*Given data*.
PR #562, opened 2017-06-22
Fix image drawing on paragraphs with list and/or block quotes

### LINKED ISSUE #545: Image are draw out of screen when inserted inside a blockquote or list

*Problem details*.
Which lines of the data hold the string "list"? Return each of them.

*Completed exercise*.
Fix image drawing on paragraphs with list and/or block quotes
### LINKED ISSUE #545: Image are draw out of screen when inserted inside a blockquote or list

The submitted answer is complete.